With bin Laden dead, war plan may change

U.S. opposition growing to war in Afghanistan

Jonathan S. Landay McClatchy

WASHINGTON – Osama bin Laden’s death could force President Barack Obama to change his strategy for ending the nearly decade-long Afghan war, including keeping tens of thousands of U.S. troops in Afghanistan at least until 2014, according to some Western experts and officials.

The key rationale underpinning Obama’s strategy – repeated in every major statement that the president or his lieutenants make on the war – is that the massive U.S. troop presence is required to stop the Taliban from retaking power in Afghanistan, which could allow al-Qaida to use the country again as a sanctuary from which to attack the United States.

But bin Laden’s death on Sunday in a U.S. commando raid on a compound in northeastern Pakistan dealt a huge blow to al-Qaida that will almost certainly fuel domestic opposition to the war, some officials and experts said. Polls show that more than 60 percent of Americans oppose the war.

“With al-Qaida taken down a big notch, how are we going to sell what we are doing?” asked a veteran U.S. diplomat. “I wouldn’t be surprised to see policy shifts” after Gen. David Petraeus gives up command of U.S.-led forces in Afghanistan this summer.

“The American people are going to be pretty quick to write the obituary of al-Qaida because bin Laden is dead,” said Christine Fair, an expert at Georgetown University, who warned that doing so “is premature” because the terrorist network remains a threat.

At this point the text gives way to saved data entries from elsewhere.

PR #588, opened 2022-06-08
Round vacation summary per week

anarute:
Make sure we don't end up with lots of decimal places breaking the summary report table.

### DIFF
--- a/web/services/HolidayService.php
+++ b/web/services/HolidayService.php
@@ -188,6 +188,7 @@ class HolidayService
                 $weeks[$current_week] = $leavesDetails[$dates[$i]]['amount'] ?? 1;
                 $previous_week = $current_week;
             }
+            $weeks[$current_week] = round($weeks[$current_week], 2);
         }
         return $weeks;
     }


web/services/HolidayService.php
```diff
@@ -188,6 +188,7 @@ static function groupByWeeks(array $leavesDetails, $weeks = []): array
                 $weeks[$current_week] = $leavesDetails[$dates[$i]]['amount'] ?? 1;
                 $previous_week = $current_week;
             }
+            $weeks[$current_week] = round($weeks[$current_week], 2);
```
jaragunde, line 191: Sorry, I cannot reproduce a situation that generates a report with long decimal numbers. We have already rounded partial leaves in `mapHalfLeaves`, which is used as input of this function. Isn't that enough?

anarute: I thought it was enough too but I think summing them in the previous for loop generates unexpected results. I could reproduce it by manually adding a holiday of 1:33hour

Screen Shot 2022-06-08 at 13 56 33

Then you can see it in the Vacation Management
Screen Shot 2022-06-08 at 13 57 53

and Vacation Summary:
Screen Shot 2022-06-08 at 13 57 43

jaragunde (approved):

One key pillar of Obama’s strategy is already facing an uncertain future as a result of bin Laden’s death: the billions of dollars in U.S. aid that Pakistan receives in return for cooperating in fighting terrorism and closing the havens that the Afghan Taliban and allied groups maintain inside its borders.

Key lawmakers indicated on Tuesday that Congress could slash the $3.1 billion the administration is seeking in 2012 for Pakistan if it is determined that the Pakistani army or spy agency, the Inter-Services Intelligence Directorate, were complicit in hiding bin Laden outside the city of Abbottabad.

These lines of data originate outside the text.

Issue #511, opened 2021-09-13
Change to continous delivery model


jaragunde:
Upstream PhpReport is provided with yearly releases, but that doesn't fit known actual deployments which are updated from the repository more often. It would be ideal to align upstream with this delivery process. We would also reduce the effort done in releases, which are completely manual at this point, and minimize errors.

We would have to guarantee that  an admin is able to replace the files in their deployment with the files from the main branch in any given point (individual commits in branches merged into main would not count), and then be able to easily match their config and database. So I think we should:

* version the database (already done, maybe change from "2.x" version names to incremental integers like db_version 3, 4, etc.)
  * for every change in the DB we commit in the future, we would bump the DB and probably include an upgrade script too
* version the config file (e.g. `define(CONFIG_VERSION, 2)`)
* remove `config.php` from the repository to prevent overwriting local config (in fact, we already exclude this file from the release tarballs)
* add initial checks in the program (during login?) to find out if it's running the correct DB and config version

anarute:
@jaragunde cool, agree we should start prioritizing this.

A bit related, could you give me admin powers in the repository? I want to setup a github action to run the automated tests on pull requests and in the default branch

PR #590, opened 2022-06-09
Add updated_at field to task

anarute:
We need to know when users update their tasks, specially the ones related to their vacation plans.

This patch adds a column called `updated_at` to the task table as well as their migration scripts.

It also starts populating the field whenever a task is created or updated.

### DIFF
--- a/model/vo/TaskVO.php
+++ b/model/vo/TaskVO.php
@@ -68,9 +68,9 @@ class TaskVO {
     protected $projectId = NULL;
 
     public function setId($id) {
-    if (is_null($id))
-        $this->id = $id;
-    else
+        if (is_null($id))
+            $this->id = $id;
+        else
             $this->id = (int) $id;
     }
 
@@ -87,9 +87,9 @@ class TaskVO {
     }
 
     public function setInit($init) {
-    if (is_null($init))
-        $this->init = $init;
-    else
+        if (is_null($init))
+            $this->init = $init;
+        else
             $this->init = (int) $init;
     }
 
@@ -98,9 +98,9 @@ class TaskVO {
     }
 
     public function setEnd($_end) {
-    if (is_null($_end))
-        $this->_end = $_end;
-    else
+        if (is_null($_end))
+            $this->_end = $_end;
+        else
             $this->_end = (int) $_end;
     }
 
@@ -158,8 +158,8 @@ class TaskVO {
 
     public function setUserId($userId) {
         if (is_null($userId))
-        $this->userId = $userId;
-    else
+            $this->userId = $userId;
+        else
             $this->userId = (int) $userId;
     }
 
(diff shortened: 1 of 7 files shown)


jaragunde (commented):
There is another function in the DAO that modifies the tasks data, `PostgreSQLTaskDAO::update()`, but I'm not sure when/if we use it. We should either:

1. Set the `updated_at` field in that function too.
2. Verify whether it's actually unused and delete it!

I've been reviewing the usage of every DAO function while working on #513 to prevent rewriting unused code, so you may do only 1 this time and we leave 2 for later if you are in a hurry.

model/vo/TaskVO.php
```diff
@@ -178,6 +179,17 @@ public function getProjectId() {
         return $this->projectId;
     }
 
+    public function setUpdatedAt($updated_at) {
+        if (is_null($updated_at))
+            $this->updated_at = $updated_at;
+        else
+            $this->updated_at = (int) $updated_at;
```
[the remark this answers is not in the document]
anarute: oh jeez, bad copy/paste from my side, nice catch!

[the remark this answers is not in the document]
anarute: fixed

update/update-from-2.21-to-2.22.php
```diff
@@ -0,0 +1,58 @@
...
+
+define('PHPREPORT_ROOT', __DIR__ . '/../');
+define('SQLPATH', PHPREPORT_ROOT . 'sql/update/');
+
+/* These are the sql files that must be executed to prepare DB.
+ *
+ * IMPORTANT: they must be ordered for their proper execution.
+ */
+$sqlFiles = array();
+$sqlFiles[] = SQLPATH . "add-updated-at-to-task.sql";
```
jaragunde, line 31: I missed this before: I think we should also include `bump-db-version-2-22.sql` here. I wasn't planning to do any new "stable" releases so every change in the DB should bump its version so we can easily track where the DB is with regard to the code.

jaragunde: Related: #511.

anarute:
> There is another function in the DAO that modifies the tasks data, `PostgreSQLTaskDAO::update()`, but I'm not sure when/if we use it. We should either:
> 
> 1. Set the `updated_at` field in that function too.
> 2. Verify whether it's actually unused and delete it!
> 
> I've been reviewing the usage of every DAO function while working on #513 to prevent rewriting unused code, so you may do only 1 this time and we leave 2 for later if you are in a hurry.

I couldn't find anywhere this method was being used so I removed it.

I'm trying to port the task DAO to use PDO, but it's been a bit tricky 😬

jaragunde:
> I'm trying to port the task DAO to use PDO, but it's been a bit tricky 😬

You may want to try to migrate a small DAO first to "practice", we still have some!

update/update-from-2.21-to-2.22.php
jaragunde: I think it's all good, could you do just this small modification?

jaragunde (approved):
Thanks!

The White House said Tuesday that bin Laden’s killing was consistent with its strategy, under which U.S. troops will begin withdrawing in July and Afghan forces, who are being trained in greater numbers, will gradually assume greater security responsibilities before taking over the entire country by 2014.

“The president’s plan is on track,” said White House spokesman Jay Carney. “And the focus of that operation, of the … U.S. personnel in Afghanistan, is on al-Qaida.”

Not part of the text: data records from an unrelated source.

Issue #592, opened 2022-07-04
Docker image fails building


noraj:
The docker image is failing to build when running `docker build . -t phpreport`

![image](https://user-images.githubusercontent.com/16578570/177159472-103efac3-20a2-4237-831d-045ca661a645.png)

![image](https://user-images.githubusercontent.com/16578570/177159175-74fadd5b-0ea4-4cba-9625-05161806cf11.png)

as it seems the `git` command was missing it added it to the Dockerfile

By adding it the image built successfully but with some errors for some steps.

![image](https://user-images.githubusercontent.com/16578570/177160010-65e5342f-5da5-4986-a89a-fae4874cae61.png)

And when I start the container as in [the doc](https://github.com/Igalia/phpreport/blob/main/docs/admin/docker.rst), http://localhost/phpreport redirects me to http://localhost/phpreport/web/login.php but the page is just white and I get an HTTP 500 error that is probably related to all the fails during the build process.

anarute:
Thank you for your contribution @noraj!

Our Dockerfile is outdated indeed and I agree that we should use the official php image. As a first step I think it makes sense to add the docker-compose as you suggested and then improve the Dockerfile.

dmtrek14:
The Dockerfile has been revamped and should build okay now.

PR #593, opened 2022-07-04
add missing package

noraj:
git was missing, see #592


anarute:
We actually should modernize the front end build and remove the dependency of git, but it will take some time so for now let's add it, thank you!

PR #594, opened 2022-07-04
add docker compose

noraj:


jaragunde (approved):
Thanks for your contribution! This change is technically correct, but phpreport doesn't work inside that environment because we require newer versions of some base software; I'll submit a PR to address that. I'll appreciate your input!

jaragunde:
Submitted dockerfile update at PR #595. Feel free to take a look!

PR #595, opened 2022-07-21
Update docker files to use latest Ubuntu LTS.

jaragunde:
Running on the old bionic we had trouble with the PHP and UglifyJS versions, at least.


noraj (approved):
it's a start to update some components but ultimately having postgresql in another container that is launched in docker-compose would be better than using supervisord

anarute (approved):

Yet senior U.S. intelligence experts estimate that there are fewer than 100 al-Qaida fighters in Afghanistan at any time. And the unprecedented level of violence convulsing the country is overwhelmingly caused by the Taliban and allied groups like the Haqqani network.

“With al-Qaida largely displaced from the country … Afghanistan does not carry a strategic value that justifies 100,000 American troops and a $100 billion per year cost, especially given current fiscal restraints,” said Sen. Dick Lugar of Indiana, the top Republican on the Senate Foreign Relations Committee.

The pressure to slash federal spending, coupled with the success of the bin Laden raid, could strengthen the hand of Vice President Joe Biden and other senior officials who advocate major cuts in regular U.S. troops and greater reliance on the kind of special forces operations that killed the terrorist leader.

“It was and is an error to equate the Taliban return with al-Qaida’s return,” Richard Haass, president of the Council on Foreign Relations and a former senior State Department official, told the Senate Foreign Relations Commission on Tuesday.